Sensitive neuropathy: symptoms, causes and treatment

A wide variety of factors, from genetic inheritance to inflammatory diseases such as lupus, can cause nerve damage. These disorders are known as peripheral neuropathies and cause symptoms related to sensory pathways, movement, or the autonomic nervous system.

One of the most common types of peripheral neuropathy is tender, Which is characterized by the appearance of symptoms and signs related to the perception of sensations and occurs as a result of nerve damage.

In this article we will analyze the most common symptoms, causes and treatments of this disorder.

    What is peripheral neuropathy?

    Peripheral neuropathy is a category of diseases that affect the functioning of nerves. The specific consequences of these alterations vary according to the damaged nerves; it is common for them to cause sensory and motor deficits, As well as dysfunctions in the organs and glands of the endocrine system.

    Since the autonomic nervous system also contains nerve fibers, peripheral neuropathy is sometimes associated with disturbances in functions such as breathing, blood circulation, and body temperature regulation.
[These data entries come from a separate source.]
PR #2844, opened 2026-08-20
Add a settings descriptor table, and audit the stored settings against it at boot

ekholm:
Every persisted setting currently states its NVS key, storage type and default wherever it is touched — boot load, settings-page render, save comparison. Those copies can disagree, and when they do the failure is silent: NVS enforces its type tag, so a read with the wrong type or default does not error, it just returns something other than what the firmware runs.

This is not hypothetical. #2697 fixed six render-vs-boot default mismatches found by a hand audit. #2839 is fixing five more that appeared afterwards — introduced by #2724, one of them a checkbox whose boot default is `true` while the page rendered it unchecked, and whose save loop compared against `false`, so saving the page could not correct it. Hand audits catch these after the fact, one at a time.

This PR adds the structural half:

**1. A settings descriptor table** (`settings_table.{h,cpp}`): one row per persisted setting — key, on-flash kind (BoolU8/U32/I32/Str, matching the NVS type tag), default, range, flags. 145 rows. Nothing reads it in this commit, and because it is `constexpr` with no consumer the linker drops it: **the firmware binary is byte-identical**. What the commit adds in practice is the tests: key length ≤ 15 (the NVS limit, now assertable in one place), key and placeholder uniqueness, defaults within range, and the signed-key set pinned. The five defect classes the validation claims to catch were each injected and confirmed to fail the build. A further test scans the loader's own source, so adding a setting without a row fails the suite and names the key.

**2. A boot-time audit** that walks the table after the normal loads and compares each row's kind against the type tag NVS actually recorded for stored keys. A disagreement raises one info-level event naming the setting — the wrong-type → silent-default path made visible. The audit changes no behaviour: the existing loads always win, never-stored keys are skipped, and it runs once per boot. Cost: ~4.7 KB (devkit +4,704 B, stark +4,832 B, from wiped build directories).

Run on hardware with 95 of the 145 keys stored, the audit reports zero disagreements, and reports the agreement rather than staying silent, so a clean device and a device with nothing stored cannot be confused. Deliberately mis-typing one row was confirmed to produce exactly one event naming that setting, with the log showing the table reading `0` where `1883` is stored — which is the failure this exists to catch, reproduced.

**On the frontend work.** #1544 already carries per-kind settings tables of the same shape — the name doubling as flash key and API field, per-row setter lambdas, a secret flag, a default-true list, server-side range validation. That is the same conclusion reached from the other end, and this PR is deliberately the half those tables do not cover: they serve the web API and the live updates, while `comm_nvm.cpp` still hand-loads at boot with its own copy of every default — which is where the mismatches above come from. A backend table carrying the on-flash kind per row is what the boot side needs, and it composes with a frontend table rather than competing with it: whichever frontend lands, the key, the type and the default it reads can come from one place.

A follow-up (prepared, not included here) uses the same rows to deduplicate the ~95 plain loads in `init_stored_settings()` so key/type/default exist in exactly one place; it has passed an on-device migration test (all values preserved across the flash). Kept out of this PR so the table and audit can be judged on their own: pure addition, zero behaviour change, and a class of bug that stops being invisible.


ngehrsitz (commented):
I agree that we should improve the settings storage.
But is a settings table and a startup check really required?
Why not just keep it simple and have getters and setters for every setting? These would be a wrapper around `getInt`/`getBool`/`...` so the compiler should optimize them away. The current design where the frontend directly accesses settings by their key is an antipattern in my opinion.
Access to settings should be abstracted so that all callers never see the key in the background but only access a named function and get a concrete type back.
In the future when we switch to a JSON API this would also be the cleaner approach.
In the interim for the migration this would look like
```c
if (p->name() == "inverter") {
  storeEnum<InverterProtocolType>(p->value().c_str(), settings.setInverter);
} else if (p->name() == "INVCOMM") {
```
Where `storeEnum` is a helper that only calls the set function passed in as a parameter if the value is actually is in integer in enum range. You could of course then have other helpers with more in-depth checking like IP validation....
`getInverter` now also returns a `InverterProtocolType` so callers can directly use the value. If there are restrictions on a type like min/max value of an int then this could be part of a generic type.
But now `setInverter` and `getInverter` are the only way to access a setting and we can change how that is stored independently from the consumers and thus migrate keys or introduce other changes to the settings storage.

ekholm:
Agreed on the accessors — callers shouldn't see keys, and a `getInverter()` returning the enum is the right shape. That layer is planned as a follow-up, and it is generated *from* these rows (one X-macro list → enum + table + accessors), so the key, NVS type and default still exist once and the getters can't disagree with the loader.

    Some of the most common causes of peripheral neuropathy they include systemic illnesses such as diabetes or lupus erythematosus, the consumption of certain antibiotics, chemotherapy and radiotherapy, trauma, vitamin deficiency and viral infections. It is sometimes transmitted by hereditary genetic mechanisms.

      Types of peripheral neuropathy

      We speak of “mononeuropathy” when the affectation is limited to a single nerve, while the term “polyneuropathy” is used to refer to cases where several nerves in the same area are damaged. In contrast, multifocal mononeuropathy is diagnosed when there is more than one independently injured nerve.

      The label “sensitive neuropathy” is reserved for nervous disorders they mainly affect the sensory system, Associate – especially with touch and proprioception. Either way, it is very common for different types of neuropathy to appear together in the same person.


      The characteristic symptoms of sensory neuropathy consist in the development of functional deficits of the senses, as well as the appearance of sensations which should not be perceived or which have a greater intensity than expected. Symptoms of sensory neuropathy tend to present symmetrically in both hemispheres of the body.

      Among the deficient symptoms we find lack of sensitivity to tactile stimuli, Such as sensations of texture, vibration or pressure, as well as pain. In addition, there are often problems with perceiving changes in temperature and a decrease in the ability to sense intense heat or cold.

      It is very characteristic of sensory neuropathy the loss of perception of the position of the body, which is associated with deficits in balance, posture and coordination of movements, Especially when standing and walking. It is common for the symptoms to be more marked on the feet, which further impairs this type of function.

      On the other hand, significant pain sensations may appear as a result of stimuli that are objectively painless (hyperalgesia) or which should not cause harm at all (allodynia). Itching, tingling, burning, or throbbing pain is sometimes seen without an identifiable cause, and tremors may appear in the muscles.

      In a large number of cases, sensory neuropathy is accompanied by dysfunction of the motor nerve. When this happens, the most common is that sensory symptoms first appear in the lower extremities and then develop. motor-type signs, such as muscle weakness and changes in gait.

      Causes of this disorder

      The scientific community has identified a large number of possible causes of sensory neuropathy. Some of the most common are:

      • Inflammatory diseases such as lupus systemic erythematosus, multiple sclerosis, sarcoidosis, Guillain-Barré syndrome or leprosy.
      • Endocrine and metabolic diseases such as diabetes mellitus, hypothyroidism, amyloidosis or chronic renal failure.
      • Diseases of the bone marrow such as lymphoma.
      • Traumatic injuries to the nerves of the senses.
      • blows, In particular ischemia.
      • Genetic inheritance of diseases such as Charcot-Marie-Tooth and Friedreich ataxia.
      • Contact with toxic substances such as poisons and heavy metals.
      • Deficiency of vitamins A, B1, B12 and E or excess of vitamin B6 (pyridoxine).
      • Chronic inflammatory responses in nerve fibers.
      • Alterations in blood flow to the affected nerves.
      • Medication use like fluoroquinolones.
      • Chemotherapy and radiotherapy.

      Treatment and Medication

      Treatment of the symptoms of sensory neuropathy primarily focuses on identifying the underlying cause in order to correct the core alterations. When this is not possible, therapy aims to relieve specific symptoms.

      In this way pain relievers are generally used (Including medical cannabis), as well as antidepressants and anticonvulsants. Antidepressants include duloxetine and tricyclics such as nortriptyline and amitriptyline, while gabapentin, pregabalin, and sodium valproate are the most widely used antiepileptics.

      On the other hand, recent research suggests that transcutaneous electrical nerve stimulation therapy can be very effective in reducing pain symptoms, although results are only sustained as long as treatment is continued.

      In cases where neuropathy occurs as a result of complications in diabetes mellitusManaging blood sugar may be enough to correct the problems.